Task goal.
Every line in the data below from the one containing "irontigran: Confirmed that" down to the one containing "in tcachebin 2.", both included, must be retyped exactly; no other line is to appear.

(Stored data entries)
PR #639, opened 2021-04-09
Upgrade tcache

### LINKED ISSUE #634: Display tcache for all threads, not just main thread
**Is your feature request related to a problem? Please describe.**

Currently, gef only correctly displays tcachebins for the main thread. (See screenshot at the bottom for example.)

**Describe the solution you'd like**

I'd like to upgrade gef to correctly display all tcachebins. I'd like to do this myself, but I think this will actually take a little bit of redesign, so I wanted to get some feedback before starting.

gef lists tcachebins as if they are associated with arenas - they are not. You can't get the address of a tcache from the information an arena gives you because each tcache is allocated ([source](https://elixir.bootlin.com/glibc/glibc-2.33/source/malloc/malloc.c#L3142)). (The main thread's tcache is an exception. Since it's allocated early, we can guarantee that it will be at the same offset from the main arena. This is how gef finds tcaches currently.)

So the tcache command should be redesigned to be independent of arenas.

**Potential implementation**

 It's relatively easy to get the address of each tcache using native gdb commands, though they aren't printed in an easy-to-parse output.

```bash
thread apply all p (void *) tcache
```

It gets a little bit more difficult inside gef. `gdb.inferiors.threads` will get you all the thread objects, but `gdb.InferiorThread` doesn't expose any tcache information. The dumb way is to switch between each thread and get the tcache for each one. Semi-plausible code might look like:

```python
current_thread = gdb.selected_thread()
for thread in gdb.inferiors.thread():
    thread.switch()
    tcache_addr = gdb.parse_and_eval("tcache")
    # all the tcache parsing and printing
current_thread.switch() # restore current thread context
```

**Interface**

It seems reasonable to allow the user to 1) allow the user to print all the tcachebins, and 2) print only the tcache bin for a specific thread. The interesting question is what to do when the user types `heap bins`. Should we display all the tcachebins? Only the tcachebins for the current thread? None of the tcachebins? My initial preference would be to display the tcachebins for the current thread, but change the title from `tcachebins for arena 0xdeadbeef` to `tcachebins for thread 1`. 

**Additional context**

Example of gef not displaying tcachebins correctly using `heap-non-main-arena.out`. I can find the thread's tcache manually, but gef won't display it.

tcache

irontigran:
Closes #634 

tcache-example

| `make tests` | :heavy_check_mark: | Tests are still failing, but diffed results against `dev` and the failures were the same. Edit: failing on my machine - seem to work fine in the CI pipeline   |

### Checklist ###

### DIFF
--- a/docs/commands/heap.md
+++ b/docs/commands/heap.md
@@ -132,4 +132,9 @@ gef➤ heap bins tcache [all] [thread_ids...]
 Without any arguments, `heap bins tcache` will display the `tcache` for the
 current thread. `heap bins tcache all` will show the `tcache`s for every
 thread, or you can specify any number of thread ids to see the `tcache` for
-each of them.
+each of them. For example, use the following command to show the `tcache` bins
+for threads 1 and 2.
+
+```
+gef➤ heap bins tcache 1 2
+```
--- a/docs/commands/heap.md
+++ b/docs/commands/heap.md
@@ -69,7 +69,7 @@ the specified address for `main_arena`.
 
 ### `heap bins` command ###
 
-Glibc uses bints for keeping tracks of `free`d chunks. This is because making
+Glibc uses bins for keeping tracks of `free`d chunks. This is because making
 allocations through `sbrk` (requiring a syscall) is costly. Glibc uses those
 bins to remember formerly allocated chunks. Because bins are structured in
 single or doubly linked list, I found that quite painful to always interrogate
@@ -82,6 +82,7 @@ on:
       - `unsorted`
       - `small bins`
       - `large bins`
+   - `tcachebins`
 
 
 #### `heap bins fast` command ####
@@ -112,7 +113,23 @@ Fastbin[9] 0x00
 
 #### Other `heap bins X` command ####
 
-All the other subcommands for the `heap bins` work the same way as `fast`. If
-no argument is provided, `gef` will fall back to `main_arena`. Otherwise, it
-will use the address pointed as the base of the `malloc_state` structure and
-print out information accordingly.
+All the other subcommands (with the exception of `tcache`) for the `heap bins`
+work the same way as `fast`. If no argument is provided, `gef` will fall back
+to `main_arena`. Otherwise, it will use the address pointed as the base of the
+`malloc_state` structure and print out information accordingly.
+
+
+#### `heap bins tcache` command ####
+
+Modern versions of `glibc` use `tcache` bins to speed up multithreaded
+programs.  Unlike other bins, `tcache` bins are allocated on a per-thread
+basis, so there is one set of `tcache` bins for each thread.
+
+```
+gef➤ heap bins tcache [all] [thread_ids...]
+```
+
+Without any arguments, `heap bins tcache` will display the `tcache` for the
+current thread. `heap bins tcache all` will show the `tcache`s for every
+thread, or you can specify any number of thread ids to see the `tcache` for
+each of them.
--- a/gef.py
+++ b/gef.py
@@ -6769,12 +6769,7 @@ class GlibcHeapTcachebinsCommand(GenericCommand):
                 continue
 
             thread.switch()
-            try:
-                tcache_addr = gdb.parse_and_eval("(void *) tcache")
-            except gdb.error:
-                # In binaries not linked with pthread, we can't use the tcache
-                # symbol.
-                tcache_addr = self.get_main_thread_tcache()
+            tcache_addr = self.find_tcache()
 
             if tcache_addr == 0:
                 info("Uninitialized tcache for thread {:d}".format(thread.num))
@@ -6821,15 +6816,23 @@ class GlibcHeapTcachebinsCommand(GenericCommand):
         return
 
     @staticmethod
-    def get_main_thread_tcache():
-        """The tcache is consistently the first allocation in the main arena,
-        so we can reliably guess the location of the tcache in the main thread.
-        """
-        heap_base = HeapBaseFunction.heap_base()
-        if heap_base is None:
-            err("No heap section")
-            return 0x0
-        return heap_base + 0x10
+    def find_tcache():
+        """Return the location of the current thread's tcache."""
+        try:
+            # For multithreaded binaries, the tcache symbol (in thread local
+            # storage) will give us the correct address.
+            tcache_addr = gdb.parse_and_eval("(void *) tcache")
+        except gdb.error:
+            # In binaries not linked with pthread (and therefore there is only
+            # one thread), we can't use the tcache symbol, but we can guess the
+            # correct address because the tcache is consistently the first
+            # allocation in the main arena.
+            heap_base = HeapBaseFunction.heap_base()
+            if heap_base is None:
+                err("No heap section")
+                return 0x0
+            tcache_addr = heap_base + 0x10
+        return tcache_addr
 
     @staticmethod
     def check_thread_ids(tids):
--- a/gef.py
+++ b/gef.py
@@ -6754,6 +6754,7 @@ class GlibcHeapTcachebinsCommand(GenericCommand):
             err("Couldn't find current thread")
             return
 
+        # As a nicety, we want to display threads in ascending order by gdb number
         threads = sorted(gdb.selected_inferior().threads(), key=lambda t: t.num)
         if argv:
             if "all" in argv:
@@ -6763,7 +6764,6 @@ class GlibcHeapTcachebinsCommand(GenericCommand):
         else:
             tids = [current_thread.num]
 
-        # As a nicety, we want to display threads in ascending order by gdb number
         for thread in threads:
             if thread.num not in tids:
                 continue
--- a/gef.py
+++ b/gef.py
@@ -6770,6 +6770,9 @@ class GlibcHeapTcachebinsCommand(GenericCommand):
 
             thread.switch()
             tcache_addr = gdb.parse_and_eval("(void *) tcache")
+            if tcache_addr == 0:
+                info("Uninitialized tcache for thread {:d}".format(i))
+                continue
 
             gef_print(titlify("Tcachebins for thread {:d}".format(thread.num)))
             for i in range(self.TCACHE_MAX_BINS):
--- a/gef.py
+++ b/gef.py
@@ -6771,7 +6771,7 @@ class GlibcHeapTcachebinsCommand(GenericCommand):
             thread.switch()
             tcache_addr = gdb.parse_and_eval("(void *) tcache")
             if tcache_addr == 0:
-                info("Uninitialized tcache for thread {:d}".format(i))
+                info("Uninitialized tcache for thread {:d}".format(thread.num))
                 continue
 
             gef_print(titlify("Tcachebins for thread {:d}".format(thread.num)))
--- a/gef.py
+++ b/gef.py
@@ -6769,7 +6769,13 @@ class GlibcHeapTcachebinsCommand(GenericCommand):
                 continue
 
             thread.switch()
-            tcache_addr = gdb.parse_and_eval("(void *) tcache")
+            try:
+                tcache_addr = gdb.parse_and_eval("(void *) tcache")
+            except gdb.error:
+                # In binaries not linked with pthread, we can't use the tcache
+                # symbol.
+                tcache_addr = self.get_main_thread_tcache()
+
             if tcache_addr == 0:
                 info("Uninitialized tcache for thread {:d}".format(thread.num))
                 continue
@@ -6813,6 +6819,17 @@ class GlibcHeapTcachebinsCommand(GenericCommand):
 
         current_thread.switch()
         return
+
+    @staticmethod
+    def get_main_thread_tcache():
+        """The tcache is consistently the first allocation in the main arena,
+        so we can reliably guess the location of the tcache in the main thread.
+        """
+        heap_base = HeapBaseFunction.heap_base()
+        if heap_base is None:
+            err("No heap section")
+            return 0x0
+        return heap_base + 0x10
 
     @staticmethod
     def check_thread_ids(tids):
--- a/gef.py
+++ b/gef.py
@@ -6815,12 +6815,12 @@ class GlibcHeapTcachebinsCommand(GenericCommand):
             try:
                 tid = int(tid)
             except ValueError:
-                err("invalid thread id {:s}".format(str(tid)))
+                err("Invalid thread id {:s}".format(str(tid)))
                 continue
             if tid in existing_tids:
                 valid_tids.add(tid)
             else:
-                err("unknown thread {:d}".format(tid))
+                err("Unknown thread {:d}".format(tid))
 
         return list(valid_tids)
 
--- a/gef.py
+++ b/gef.py
@@ -6775,6 +6775,7 @@ class GlibcHeapTcachebinsCommand(GenericCommand):
                 continue
 
             gef_print(titlify("Tcachebins for thread {:d}".format(thread.num)))
+            tcache_empty = True
             for i in range(self.TCACHE_MAX_BINS):
                 chunk, count = self.tcachebin(int(tcache_addr), i)
                 chunks = set()
@@ -6803,8 +6804,12 @@ class GlibcHeapTcachebinsCommand(GenericCommand):
                         break
 
                 if msg:
+                    tcache_empty = False
                     gef_print("Tcachebins[idx={:d}, size={:#x}] count={:d} ".format(i, (i+2)*(current_arch.ptrsize)*2, count), end="")
                     gef_print("".join(msg))
+
+            if tcache_empty:
+                gef_print("All tcachebins are empty")
 
         current_thread.switch()
         return
--- a/gef.py
+++ b/gef.py
@@ -744,8 +744,6 @@ class GlibcArena:
     """Glibc arena class
     Ref: https://github.com/sploitfun/lsploits/blob/master/glibc/malloc/malloc.c#L1671"""
 
-    TCACHE_MAX_BINS = 0x40
-
     def __init__(self, addr, name=None):
         self.__name = name or __gef_default_main_arena__
         try:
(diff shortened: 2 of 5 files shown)


gef.py
```diff
@@ -6760,55 +6749,111 @@ def do_invoke(self, argv):
...
-                try:
-                    m.append("{:s} {:s} ".format(LEFT_ARROW, str(chunk)))
-                    if chunk.address in chunks:
-                        m.append("{:s} [loop detected]".format(RIGHT_ARROW))
+            thread.switch()
+            tcache_addr = gdb.parse_and_eval("(void *) tcache")
+
+            gef_print(titlify("Tcachebins for thread {:d}".format(thread.num)))
+            for i in range(self.TCACHE_MAX_BINS):
+                chunk, count = self.tcachebin(int(tcache_addr), i)
```
daniellimws, line 6776: If the breakpoint occurs before the `tcache_perthread_struct` is initialized, `tcache_addr` will be 0, giving an ambiguous error saying:

```
[!] Command 'heap bins tcache' failed to execute properly, reason: can't convert negative int to unsigned
```

Try the following test case:

```
#include <stdio.h>
#include <stdlib.h>
#include <pthread.h>

void *thread1(void *vargp)
{
    char* a = (char*) malloc(40);
    char* b = (char*) malloc(40);
    char* c = (char*) malloc(40);
    free(a);
    free(b);
    free(c);
    return NULL;
}

int main()
{
    pthread_t thread_id1;
    pthread_create(&thread_id1, NULL, thread1, NULL);
    __builtin_trap();
    exit(0);
}
```

This is not so likely to occur, but it would be good to handle this case by checking if `tcache_addr == 0` before proceeding.

daniellimws (changes requested):
I tested this command on the following and it works well!

```
#include <stdio.h>
#include <stdlib.h>
#include <pthread.h>

void *thread1(void *vargp)
{
    char* a = (char*) malloc(40);
    char* b = (char*) malloc(40);
    char* c = (char*) malloc(40);
    free(a);
    free(b);
    free(c);
    sleep(100);
    return NULL;
}

void *thread2(void *vargp)
{
    char* a = (char*) malloc(40);
    char* b = (char*) malloc(40);
    char* c = (char*) malloc(40);
    free(a);
    free(b);
    free(c);
    sleep(100);
    return NULL;
}

int main()
{
    pthread_t thread_id1, thread_id2;
    pthread_create(&thread_id1, NULL, thread1, NULL);
    pthread_create(&thread_id2, NULL, thread2, NULL);
    sleep(1);
    __builtin_trap();
    exit(0);
}
```

```
─────────────────────────────────────────────────────────────────────────── Tcachebins for thread 1 ───────────────────────────────────────────────────────────────────────────
─────────────────────────────────────────────────────────────────────────── Tcachebins for thread 2 ───────────────────────────────────────────────────────────────────────────
Tcachebins[idx=1, size=0x30] count=3  ←  Chunk(addr=0x7ffff0000b80, size=0x30, flags=PREV_INUSE|NON_MAIN_ARENA)  ←  Chunk(addr=0x7ffff0000b50, size=0x30, flags=PREV_INUSE|NON_MAIN_ARENA)  ←  Chunk(addr=0x7ffff0000b20, size=0x30, flags=PREV_INUSE|NON_MAIN_ARENA)
─────────────────────────────────────────────────────────────────────────── Tcachebins for thread 3 ───────────────────────────────────────────────────────────────────────────
Tcachebins[idx=1, size=0x30] count=3  ←  Chunk(addr=0x7fffe8000b80, size=0x30, flags=PREV_INUSE|NON_MAIN_ARENA)  ←  Chunk(addr=0x7fffe8000b50, size=0x30, flags=PREV_INUSE|NON_MAIN_ARENA)  ←  Chunk(addr=0x7fffe8000b20, size=0x30, flags=PREV_INUSE|NON_MAIN_ARENA)
```

Could you add this to the test cases? It would be good to test this command on more than 1 thread.

gef.py
```diff
@@ -6760,55 +6749,111 @@ def do_invoke(self, argv):
...
-                    chunk = GlibcChunk(next_chunk)
-                except gdb.MemoryError:
-                    m.append("{:s} [Corrupted chunk at {:#x}]".format(LEFT_ARROW, chunk.address))
-                    break
-            if m:
-                gef_print("Tcachebins[idx={:d}, size={:#x}] count={:d} ".format(i, (i+2)*(current_arch.ptrsize)*2, count), end="")
-                gef_print("".join(m))
+                if msg:
+                    gef_print("Tcachebins[idx={:d}, size={:#x}] count={:d} ".format(i, (i+2)*(current_arch.ptrsize)*2, count), end="")
+                    gef_print("".join(msg))
```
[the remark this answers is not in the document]
hugsy: Good point, even a simple message saying "Empty bin" or such. Right now it doesn't show anything.

hugsy:
Nice work @irontigran 

I will wait that you address the small fixes @daniellimws recommended to do my review since I agree with his remarks, then we can merge.

Cheers,

gef.py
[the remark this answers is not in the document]
irontigran: My objection to this is that there are 64 bins. That's a lot of "empty bin" messages - in particular it means that the output of `heap bins` will never fit on one screen.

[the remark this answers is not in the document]
daniellimws: Nono, don't need to print the message for all bins. Just one for a thread if all bins are empty, i.e. `msg == ""`

docs/commands/heap.md
```diff
@@ -112,7 +113,23 @@ Fastbin[9] 0x00
...
+basis, so there is one set of `tcache` bins for each thread.
+
+```
+gef➤ heap bins tcache [all] [thread_ids...]
+```
+
+Without any arguments, `heap bins tcache` will display the `tcache` for the
+current thread. `heap bins tcache all` will show the `tcache`s for every
+thread, or you can specify any number of thread ids to see the `tcache` for
+each of them.
```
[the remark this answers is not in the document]
irontigran: Added in 390f5be9f3486b3e29f13f923ab834bb705f5c5d

gef.py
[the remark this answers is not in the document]
irontigran: Ah, I understand now. Added in b8d26df493daac5d79762ffab34e0784fe8a4167

gef.py
```diff
@@ -6760,55 +6749,111 @@ def do_invoke(self, argv):
...
+    @staticmethod
+    def check_thread_ids(tids):
+        """Given a list of thread ids, check their validity and dedup"""
+        existing_tids = [t.num for t in gdb.selected_inferior().threads()]
+        valid_tids = set()
+        for tid in tids:
+            try:
+                tid = int(tid)
+            except ValueError:
+                err("invalid thread id {:s}".format(str(tid)))
```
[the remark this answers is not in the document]
irontigran: Fixed in d53053ca1e96a477a5520b1b3636ab355eb9096b

gef.py
```diff
@@ -6760,55 +6749,111 @@ def do_invoke(self, argv):
...
+                continue
+            if tid in existing_tids:
+                valid_tids.add(tid)
+            else:
+                err("unknown thread {:d}".format(tid))
```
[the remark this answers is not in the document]
irontigran: Fixed in d53053ca1e96a477a5520b1b3636ab355eb9096b

gef.py
irontigran: I couldn't actually reproduce the issue, but the problem makes sense conceptually. Should be fixed in a6852ff1c5e7f8c9a5175184844bb6f9c3a0db62

gef.py
```diff
@@ -6760,55 +6749,119 @@ def do_invoke(self, argv):
...
+        for thread in sorted(threads, key=lambda t: t.num):
+            if thread.num not in tids:
+                continue
 
-                try:
-                    m.append("{:s} {:s} ".format(LEFT_ARROW, str(chunk)))
-                    if chunk.address in chunks:
-                        m.append("{:s} [loop detected]".format(RIGHT_ARROW))
+            thread.switch()
+            tcache_addr = gdb.parse_and_eval("(void *) tcache")
```
hugsy, line 6772: Where is this global defined? Can you explain a bit more?
It doesn't seem to exist on non multi-threaded binaries, and make `heap bins tcache` throw an exception

Tested with
```c
void main()
{
char *a = malloc(0x20);
char *b = malloc(0x20);
char *c = malloc(0x20);
free(b);
__asm__("int3");
}
```

Result:
```
0:000 ➤  run
[...]
0:000 ➤  heap bins tcache

─────────────────────────────── Exception raised ─────────────────────────────── 
error: Cannot find thread-local storage for process 468212, shared library /lib/x86_64-linux-gnu/libc.so.6:
Cannot find thread-local variables on this target
───────────────────────────── Detailed stacktrace ────────────────────────────── 
↳ File "/tmp/tmp.Gy2Zp7Xfjj/gef/gef.py", line 6772, in do_invoke()
    →     tcache_addr = gdb.parse_and_eval("(void *) tcache")                         
[...]
```

hugsy (changes requested):
This PR breaks the `heap bins tcache` for binaries not linked with `pthread` - which is the case for most CTF binaries for instance.

Make sure it works correctly also for non-MT bins before we can merge.

Thanks

gef.py
irontigran: `tcache` is a thread local global defined at https://elixir.bootlin.com/glibc/glibc-2.33/source/malloc/malloc.c#L3078

I'm confused as to why it can't be found without linking `lpthread` - looks like this is a gap in my understanding of how thread local storage works?

Be that as it may, it seems like we can fix this be falling back to the strategy that gef used before this PR - `tcache` is the first allocation, so it's at a predictable spot in the main arena each time. Implemented in e3cf5a2e1e2475300a9a11cf718118eedb2d8b05

gef.py
```diff
@@ -6760,55 +6749,119 @@ def do_invoke(self, argv):
...
+            if tcache_addr == 0:
+                info("Uninitialized tcache for thread {:d}".format(i))
```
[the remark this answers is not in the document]
irontigran: Yep, oversight on my part - fixed now.

daniellimws (approved):

gef.py
```diff
@@ -6760,55 +6749,136 @@ def do_invoke(self, argv):
...
-                    m.append("{:s} {:s} ".format(LEFT_ARROW, str(chunk)))
-                    if chunk.address in chunks:
-                        m.append("{:s} [loop detected]".format(RIGHT_ARROW))
+            thread.switch()
+            try:
+                tcache_addr = gdb.parse_and_eval("(void *) tcache")
+            except gdb.error:
+                # In binaries not linked with pthread, we can't use the tcache
+                # symbol.
+                tcache_addr = self.get_main_thread_tcache()
```
Grazfather, line 6777: instead of putting this logic here, why not make `get_main_thread_tcache` try the parse and eval trick?

gef.py
```diff
@@ -6760,55 +6749,136 @@ def do_invoke(self, argv):
...
-        if heap_base is None:
-            err("No heap section")
-            return
-        addr = heap_base + 0x10
-
-        gef_print(titlify("Tcachebins for arena {:#x}".format(int(arena))))
-        for i in range(GlibcArena.TCACHE_MAX_BINS):
-            if get_libc_version() < (2, 30):
-                count = ord(read_memory(addr + i, 1))
+        threads = gdb.selected_inferior().threads()
```
Grazfather, line 6757: might as well sort here, that way we get `tids` sorted as well when using `all`

gef.py
```diff
@@ -6760,55 +6749,136 @@ def do_invoke(self, argv):
...
+        """
+        heap_base = HeapBaseFunction.heap_base()
+        if heap_base is None:
+            err("No heap section")
+            return 0x0
+        return heap_base + 0x10
+
+    @staticmethod
+    def check_thread_ids(tids):
+        """Given a list of thread ids, check their validity and dedup"""
```
Grazfather, line 6836: nit: period at end of doc strings

Grazfather: `return a list of valid thread ids`

gef.py
```diff
@@ -6760,55 +6749,136 @@ def do_invoke(self, argv):
...
+        existing_tids = [t.num for t in gdb.selected_inferior().threads()]
+        valid_tids = set()
+        for tid in tids:
+            try:
+                tid = int(tid)
+            except ValueError:
+                err("Invalid thread id {:s}".format(str(tid)))
```
Grazfather, line 6843: You shouldn't need to call `str`

gef.py
```diff
@@ -6760,55 +6749,136 @@ def do_invoke(self, argv):
...
+                continue
+            if tid in existing_tids:
+                valid_tids.add(tid)
+            else:
+                err("Unknown thread {:d}".format(tid))
```
Grazfather, line 6848: no need for `:d`

gef.py
```diff
@@ -6760,55 +6749,136 @@ def do_invoke(self, argv):
...
+
+        return list(valid_tids)
+
+    @staticmethod
+    def tcachebin(tcache_base, i):
+        """Return the head chunk in tcache[i] and the number of chunks in the bin"""
```
Grazfather, line 6854: period at end

gef.py
```diff
@@ -6760,55 +6749,136 @@ def do_invoke(self, argv):
...
+        assert i <  GlibcHeapTcachebinsCommand.TCACHE_MAX_BINS, "index should be less then TCACHE_MAX_BINS"
+        tcache_chunk = GlibcChunk(tcache_base)
+
+        # Glibc changed the size of the tcache in version 2.30; this fix has
+        # been backported inconsistently between distributions. We detect the
+        # difference by checking the size of the allocated chunk for the
+        # tcache.
```
Grazfather, line 6861: 👍

Grazfather (commented):
Looks good, just a few nitpicks

gef.py
irontigran: Really just a question of verbiage - the parse and eval trick gets the tcache address for the current thread, whereas `get_main_thread` will _always_ get the `tcace` from the main thread.

Collapsed the logic into one function and renamed `get_main_thread` in 9849ff90adfa392131c38257a8d78c045ef0e92b

gef.py
irontigran: Addressed the rest of the comments in ecf9a5c8ca0f8b08e1ae63ce209778e3e8c551fd

gef.py
```diff
@@ -6760,55 +6749,139 @@ def do_invoke(self, argv):
...
-            m = []
+                tids = self.check_thread_ids(argv)
+        else:
+            tids = [current_thread.num]
 
-            # Only print the entry if there are valid chunks. Don't trust count
-            while True:
-                if chunk is None:
-                    break
+        # As a nicety, we want to display threads in ascending order by gdb number
```
Grazfather, line 6766: This should stay above the sort

Grazfather (approved):

gef.py
```diff
@@ -6821,37 +6816,45 @@ def do_invoke(self, argv):
...
+        except gdb.error:
+            # In binaries not linked with pthread (and therefore there is only
+            # one thread), we can't use the tcache symbol, but we can guess the
+            # correct address because the tcache is consistently the first
+            # allocation in the main arena.
+            heap_base = HeapBaseFunction.heap_base()
+            if heap_base is None:
+                err("No heap section")
+                return 0x0
+            tcache_addr = heap_base + 0x10
```
hugsy, line 6834: I think here `2*current_arch.ptrsize` is better than hardcoding `0x10`

gef.py
irontigran: Oops, fixed.

gef.py
```diff
@@ -6764,18 +6764,13 @@ def do_invoke(self, argv):
...
             if thread.num not in tids:
                 continue
 
             thread.switch()
-            try:
-                tcache_addr = gdb.parse_and_eval("(void *) tcache")
-            except gdb.error:
-                # In binaries not linked with pthread, we can't use the tcache
-                # symbol.
-                tcache_addr = self.get_main_thread_tcache()
```
hugsy, line 6772: There should be a test for libc version: there's no need to pursue further down if libc < (2, 26) - i.e. buffer tcache support

hugsy (changes requested):
Few last touches

gef.py
irontigran: You don't think the check at the beginning of `do_invoke` is adequate? Or are we concerned about this function being called from a different location?

gef.py
irontigran: I think the correct value is `0x10` whether the architecture is 64- or 32-bit. But I'm getting some weird results now that I inspect 32-bit test cases closely. I'll probably be pushing more corrections shortly. :/

gef.py
hugsy: Hum, probably not now that I think of it. Forget what I said 😄

gef.py
irontigran: Confirmed that `0x10` is correct regardless of word size.

But then I went down a rabbit hole relating to the size of each chunk in a tcache bin.

tcache-incorrect-size

As you can see in the screenshot, `gef`'s "tcachebin size" doesn't match the "chunk size" when working with a 32-bit binary. The actual pattern is apparent:

**32-bit**
| tcachebin index | chunk size |
--- | --- 
| 0 | 16 |
| 1 | 32 |
| 2 | 48 |

**64-bit**
| tcachebin index | chunk size |
--- | --- 
| 0 | 32 |
| 1 | 48 |
| 2 | 64 |

I could update `gef` to match the pattern, but I've been experimenting and can't come up with a theory as to exactly _why_ the pattern exists. 

The [source](https://elixir.bootlin.com/glibc/glibc-2.29/source/malloc/malloc.c#L311) provides a macro for converting a chunksize to a tcachebin index, but I can't make my understanding of the source match what I'm seeing experimentally. For example, my understanding is that a chunk that's 48 bytes should be stored in tcachebin 4 in a 32-bit environment.<sup>1</sup> But the screenshot shows it stored in tcachebin 2.

So I can definitely commit some code that calculates `(idx * 16) + (ptrsize*4)` to get the chunk size from the bin index, but I can't point to glibc source code that says that's so, which makes me nervous. So I guess I'll keep searching for another day or so, before I give up and say that experimental data beats my apparently incorrect understanding of the source.

[1]: MINSIZE = 16; ALIGNMENT = 8; (48 - 16 + 8 -1) / 8 = 39 / 8 = 4

daniellimws: Hmm, this is weird indeed. How about setting the tcachebin size to be `chunk.get_chunk_size()`? In that case, we don't need to worry too much about whether the pattern always holds, and the command output still be showing the correct size.

hugsy: That's a hell of a description @irontigran thank you for that. It is a weird behavior and I could confirm it too on an old x86 I had around with libc 2.27.

Since this behavior doesn't really come in the scope of what this PR is about, I think it's okay to merge this PR and continue the discussion if we need to change something. Thoughts @Grazfather @daniellimws ?

daniellimws: Yup we can merge first.

hugsy (approved):

hugsy:
Merged, thanks @irontigran for the PR and all its follow-ups!

Grazfather:
Force pushed dev to squash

Solved exercise.
irontigran: Confirmed that `0x10` is correct regardless of word size.

But then I went down a rabbit hole relating to the size of each chunk in a tcache bin.

tcache-incorrect-size

As you can see in the screenshot, `gef`'s "tcachebin size" doesn't match the "chunk size" when working with a 32-bit binary. The actual pattern is apparent:

**32-bit**
| tcachebin index | chunk size |
--- | --- 
| 0 | 16 |
| 1 | 32 |
| 2 | 48 |

**64-bit**
| tcachebin index | chunk size |
--- | --- 
| 0 | 32 |
| 1 | 48 |
| 2 | 64 |

I could update `gef` to match the pattern, but I've been experimenting and can't come up with a theory as to exactly _why_ the pattern exists. 

The [source](https://elixir.bootlin.com/glibc/glibc-2.29/source/malloc/malloc.c#L311) provides a macro for converting a chunksize to a tcachebin index, but I can't make my understanding of the source match what I'm seeing experimentally. For example, my understanding is that a chunk that's 48 bytes should be stored in tcachebin 4 in a 32-bit environment.<sup>1</sup> But the screenshot shows it stored in tcachebin 2.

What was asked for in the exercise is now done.